La tradition chrétienne a lu, prié et interprété le texte dans différents contextes et toute la richesse et la profondeur de la Parole de Dieu, qui ouvre de nouvelles dimensions et de nouvelles situations, apparaît ainsi. Au début, il a surtout été lu comme un texte du martyre, mais ensuite, dans la paix de l'Eglise, il est devenu de plus en plus un texte eucharistique, à cause de l'expression « la coupe du salut ». En réalité, le Christ est le premier martyr. Il a donné sa vie dans un contexte de haine et de fausseté, mais il a transformé cette passion – et ainsi ce contexte également – dans l'Eucharistie, en une fête d'action de grâce. L'Eucharistie est remerciement: « Je lèverai la coupe du salut ».

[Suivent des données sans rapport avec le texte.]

PR #2857, opened 2022-02-10
Update Python versions in CI

imphil:
* Run lint on the latest Python release
* Add a test for the upcoming Python version

### DIFF
--- a/.github/workflows/regression-tests.yml
+++ b/.github/workflows/regression-tests.yml
@@ -85,6 +85,13 @@ jobs:
             python-version: "3.10"
             os: ubuntu-20.04
 
+          # A single test for the upcoming Python version.
+          - sim: icarus
+            sim-version: apt
+            lang: verilog
+            python-version: "3.11.0-alpha - 3.11.0"
+            os: ubuntu-20.04
+
             # Test Icarus dev on Ubuntu
 
           - sim: icarus
--- a/.github/workflows/regression-tests.yml
+++ b/.github/workflows/regression-tests.yml
@@ -21,7 +21,7 @@ jobs:
     strategy:
       fail-fast: false
       matrix:
-        python-version: [3.9]
+        python-version: ["3.10"]
     steps:
     - uses: actions/checkout@v2
     - name: Set up Python ${{matrix.python-version}}
--- a/cocotb/decorators.py
+++ b/cocotb/decorators.py
@@ -527,8 +527,9 @@ class test(coroutine, metaclass=_decorator_helper):
             Don't execute this test as part of the regression. Test can still be run
             manually by setting :make:var:`TESTCASE`.
 
-        stage (int, optional)
+        stage (int)
             Order tests logically into stages, where multiple tests can share a stage.
+            Defaults to 0.
     """
 
     _id_count = 0  # used by the RegressionManager to sort tests in definition order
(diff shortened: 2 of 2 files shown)


imphil:
I'll have a closer look tomorrow, need to get a Python 3.11 version locally first.

marlonjames:
This works on Python 3.8, but fails on 3.11:
```py3
l = [(None, 2), (None, 1)]
l.sort()
```
`stage` defaults to `None`, causing the issue in 3.11
https://github.com/cocotb/cocotb/blob/cffafa91f380158ca9ba612aec81f77a0d60ae35/cocotb/decorators.py#L443-L452
Tests are sorted here:
https://github.com/cocotb/cocotb/blob/cffafa91f380158ca9ba612aec81f77a0d60ae35/cocotb/regression.py#L139

ktbarrett:
@marlonjames Seems like we could just change the default to 0 then?

imphil:
One down, more to go:


```
   /home/runner/work/cocotb/cocotb/tests/test_cases/test_cocotb/test_scheduler.py:665: RuntimeWarning: coroutine 'test_create_task.<locals>.coro' was never awaited
    assert type(cocotb.create_task(coro())) == RunningTask
  RuntimeWarning: Enable tracemalloc to get the object allocation traceback
  /home/runner/work/cocotb/cocotb/tests/test_cases/test_cocotb/test_scheduler.py:684: RuntimeWarning: coroutine 'test_create_task.<locals>.coro' was never awaited
    assert type(cocotb.create_task(CoroType())) == RunningTask
  RuntimeWarning: Enable tracemalloc to get the object allocation traceback
  SCHEDULER ERROR: read-only sync events created RW events!
  sys:1: ResourceWarning: unclosed file <_io.TextIOWrapper name=2 mode='w' encoding='UTF-8'>
  ResourceWarning: Enable tracemalloc to get the object allocation traceback
  ```

Seems like this early testing is worthwhile :-)

ktbarrett:
The `stage` change in default to `0` and remove support for `None` fixes a bug where if you mix tests setting stage and not setting stage it breaks because comparison of `None` and and int. It's very likely that the `stage` feature could be removed and no one would miss it.

ktbarrett:
Looks like tests which test the traceback by string are failing. I will change those tests to not do that. Those tests need to go.

eric-wieser:
Regarding traceback strings, I'd lean towards:
* Adding the missing `^` lines included in new python versions to the matches
* Stripping out those lines before doing the match if the python version is too old

Sure, checking the traceback data structure would be less fragile, but it's also more work and makes it harder to read the test.

ktbarrett:
Can you justify those tests? What are they actually testing? Traceback output *is not a stable API*. Seems to me you are needlessly creating work.

ktbarrett:
The traceback tests will be fixed instead by what is mentioned in https://github.com/cocotb/cocotb/pull/2865#issuecomment-1043297331. This will continue testing the traceback, but in a less fragile way.

cmarqu (approved):

ktbarrett (approved):

imphil:
Rebased on top of master with the nox changes.

imphil:
The GHDL nightly fail is due to a missing apt-get update before installing packages in the relevant GH action, which will be resolved once they do a new release (fixed as of an hour ago: https://github.com/ghdl/setup-ghdl-ci/commit/d1153380e62073d4d426b0627fea21fe9bf8d784)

En conclusion, il donne le beau commentaire de saint Basile le Grand

5. Nous concluons notre réflexion en nous confiant aux paroles de saint Basile le Grand qui, dans l'Homélie sur le Psaume 115, commente ainsi la question et la réponse présentes dans le Psaume: « Comment rendrai-je à Yahvé tout le bien qu'il m'a fait? J'élèverai la coupe du salut ». Le Psalmiste a compris les très nombreux dons reçus de Dieu: du “non être”, il a été conduit à l'“être”, il a été façonné à partir de la terre et doté de raison... il a ensuite découvert l'économie du salut en faveur du genre humain, reconnaissant que le Seigneur s'est donné lui-même en rédemption à notre place à tous; et il reste indécis, en cherchant parmi toutes les choses qui lui appartiennent, se demandant quel don il pourra jamais trouver qui soit digne du Seigneur. Comment rendrai-je à Yahvé? Ni sacrifices, ni holocaustes... mais ma vie tout entière. C'est pourquoi il dit: J'élèverai la coupe du salut, appelant coupe la souffrance au cours du combat spirituel, la résistance au péché jusqu'à la mort. C'est du reste ce que notre Sauveur enseigna dans l’Evangile : Père, si cela est possible, éloigne de moi cette coupe; et il dit ensuite aux disciples : pouvez-vous boire la coupe que je boirai ? signifiant clairement la mort qu'il accueillait pour le salut du monde » (PG XXX, 109), transformant ainsi le monde de péché en un monde racheté, en un monde d'action de grâce pour la vie qui nous a été donnée par le Seigneur.